Dans un message publié sur son compte X (anciennement Twitter), le président de l’ÉCIDÉ a invité les Congolais à « méditer sur les propos » du président burundais Évariste Ndayishimiye, qui, lors de son passage à Kinshasa, a rappelé que lorsqu’un pays est menacé dans son intégrité territoriale, « l’unité nationale et la stabilité institutionnelle ne se négocient pas ».
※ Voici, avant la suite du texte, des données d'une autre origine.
PR #73, opened 2019-10-18
WIP: [core] Update repo rpcs to return errors

kostorr:
_protos not generated_


coconut/control/control.go
```diff
@@ -710,28 +702,23 @@ func RefreshRepos(cxt context.Context, rpc *coconut.RpcClient, cmd *cobra.Comman
...
 
-	errorString := response.GetErrorString()
-	if errorString == "" {
-		if len(args) == 0 {
-			fmt.Fprintln(o, "Repositories refreshed succesfully")
-		} else {
-			fmt.Fprintln(o, "Repository refreshed succesfully")
-		}
+	if len(args) == 0 {
+		fmt.Fprintln(o, "Repositories refreshed succesfully")
```
graduta: Both if & else condition are doing the same thing. Is the If condition still needed?

kostorr: One is "repositories" and the other is "repository".

PR #83, opened 2020-02-07
[OCTRL-73] Properties Tasks

graduta:
Changes to add properties from a task-class defined in ControlWorkflows to running tasks of an environment


teo:
Merged into kvstore in #83

PR #85, opened 2020-02-07
[core+coconut] Support a configurable default revision for workflow repos

kostorr:
Close OCTRL-166


coconut/control/control.go
```diff
@@ -622,39 +622,63 @@ func ListRepos(cxt context.Context, rpc *coconut.RpcClient, cmd *cobra.Command,
...
 
 	return nil
 }
 
 // AddRepo add a new repository to the available git repositories used for configuration and checks it out.
 func AddRepo(cxt context.Context, rpc *coconut.RpcClient, cmd *cobra.Command, args []string, o io.Writer) (err error) {
-	if len(args) != 1 {
-		err = errors.New(fmt.Sprintf("accepts 1 arg, received %d", len(args)))
+
+	var name string
```
graduta: Optional

```
var name, defaultRevision string
```
or 
``` 
names, defaultRevision :="", ""
```

coconut/cmd/repo_default_revision.go
```diff
@@ -0,0 +1,45 @@
...
+
+	"github.com/AliceO2Group/Control/coconut/control"
+	"github.com/spf13/cobra"
+)
+
+// repoDefaultRevision sets global and per-repo default revision
+var repoDefaultRevisionCmd = &cobra.Command{
+	Use:   "default-revision",
+	Short: "set default global and per-repository revision",
+	Long: fmt.Sprintf(`The repository default-revision command sets the global default
```
graduta: I can see that in some commands we use 
```
Long : fmt.Sprintf(`Some text`)
```
while in others we do
```
Long: `Some text`
```

@teo is there any standard or recommended way?

teo: @graduta it really depends on what you need to do. Generally we should only wrap in `Sprintf` if we're formatting a string: if you don't have `%s` and `%d` and such, `Sprintf` should be omitted.

The use of plain quotes vs backticks is simply convenience, backticks are a verbatim environment, they make sense for long strings that include line breaks.

coconut/control/control.go
kostorr: Thanks!

coconut/cmd/repo_default_revision.go
kostorr: I changed all repo commands that unnecessarily used `fmt.Sprintf` to "strings".

core/repos/repomanager.go
```diff
@@ -134,21 +145,81 @@ func (manager *RepoManager)  discoverRepos() (repos []string, err error){
...
+		ReferenceName: plumbing.NewBranchReferenceName("master"), //Check out master so we have a working copy
+	})
+
+	if err != nil && err != git.ErrRepositoryAlreadyExists {
+			return err
+	}
+
+	// Decide if revision = defaultRevision -> if yes lock them together
+	// We do this because, in the case where the revision was not specified, it would fall back to the default revision
+	// As a result, subsequent changes to the default revision should be followed by revision
```
teo: This is not how I understood it, but it might be a good idea. Let's discuss.

core/repos/repomanager.go
```diff
@@ -134,21 +145,81 @@ func (manager *RepoManager)  discoverRepos() (repos []string, err error){
...
+	// Check that the defaultRevision is valid
+	var prefixes []string
+	prefixes = append(prefixes, refRemotePrefix, refTagPrefix)
+	var matchedRevs []string
+	matchedRevs, err = repo.getRevisions(repo.DefaultRevision, prefixes)
+	if err != nil {
+		return err
+	} else if len(matchedRevs) == 0 {
+		log.Warning("Default revision " + repo.DefaultRevision + " invalid for " + repo.GetIdentifier())
+		if repo.DefaultRevision != manager.defaultRevision { //TODO: This check implies that repo.DefaultRevision might be different to the global on. This is not the case yet but it stays here for reference.
```
teo: Not sure I understand the TODO. You mean that it will be possibly different from the global default once we load persistent per-repo defaults?

PR #87, opened 2020-02-07
[core]:Persistent FID

miltalex:
* Create a single writable directory path. 
* Persistent Mesos Framework ID.
    * Store Mesos Framework ID to Consul under `o2/aliecs` or to a local file under `/var/lib/o2/aliecs`.
   * Create reconciliation call on every re-registration.
   * Kill tasks received from reconciliation.

Close OCTRL-170

### DIFF
--- a/core/core.go
+++ b/core/core.go
@@ -27,6 +27,7 @@ package core
 import (
 	"context"
 	"github.com/AliceO2Group/Control/common/product"
+	"github.com/AliceO2Group/Control/core/the"
 	"github.com/spf13/viper"
 	"time"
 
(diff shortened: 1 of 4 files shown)


core/core.go
```diff
@@ -72,13 +73,23 @@ func Run() error {
...
 	fidStore := store.DecorateSingleton(
 		store.NewInMemorySingleton(),
 		store.DoSet().AndThen(func(_ store.Setter, v string, _ error) error {
-			log.WithField("frameworkId", v).Debug("generated new frameworkId")
+			// Store Mesos Framework ID to configuration.
+			err = the.ConfSvc().NewMesosFID(v)
+			if err != nil {
+				log.WithField("error", err).Error("cannot write to configuration")
+			}
+			log.WithField("frameworkId", v).Debug("frameworkId")
```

Martin Fayulu a jugé préoccupant qu’« il faille qu’un chef d’État étranger rappelle aux dirigeants congolais ce qui devrait être au cœur de leur action quotidienne ».
Selon lui, alors qu’une partie du territoire national est occupée, que des administrations parallèles se substituent progressivement à l’autorité de l’État, que le pays fait face à la menace d’Ebola et que les populations vivent dans l’insécurité et la précarité, la priorité devrait être la défense de la République ainsi que le rassemblement de la Nation.
L’opposant a également rappelé avoir personnellement évoqué ces enjeux auprès du président Félix Tshisekedi le 5 juin 2025 à Kinshasa, puis le 6 février 2026 à Washington, insistant sur le « double impératif d’unité nationale et de stabilité institutionnelle ». Il a toutefois regretté que, selon lui, « au moment où le pays a besoin de cohésion, il est entraîné dans un débat constitutionnel aussi inutile que dangereux ».
Martin Fayulu a enfin estimé que « l’Histoire enseigne que les Nations ne disparaissent pas seulement sous les coups de leurs ennemis. Elles s’affaiblissent aussi lorsque ceux qui les dirigent subordonnent les priorités de la Nation à leurs calculs politiques personnels ».
Réaffirmant que « le Congo a besoin d’unité, de stabilité institutionnelle et de paix », le président de l’ÉCIDÉ a conclu son message en appelant les dirigeants à privilégier « l’intérêt supérieur de la Nation », estimant qu’« il est encore temps de faire les bons choix ».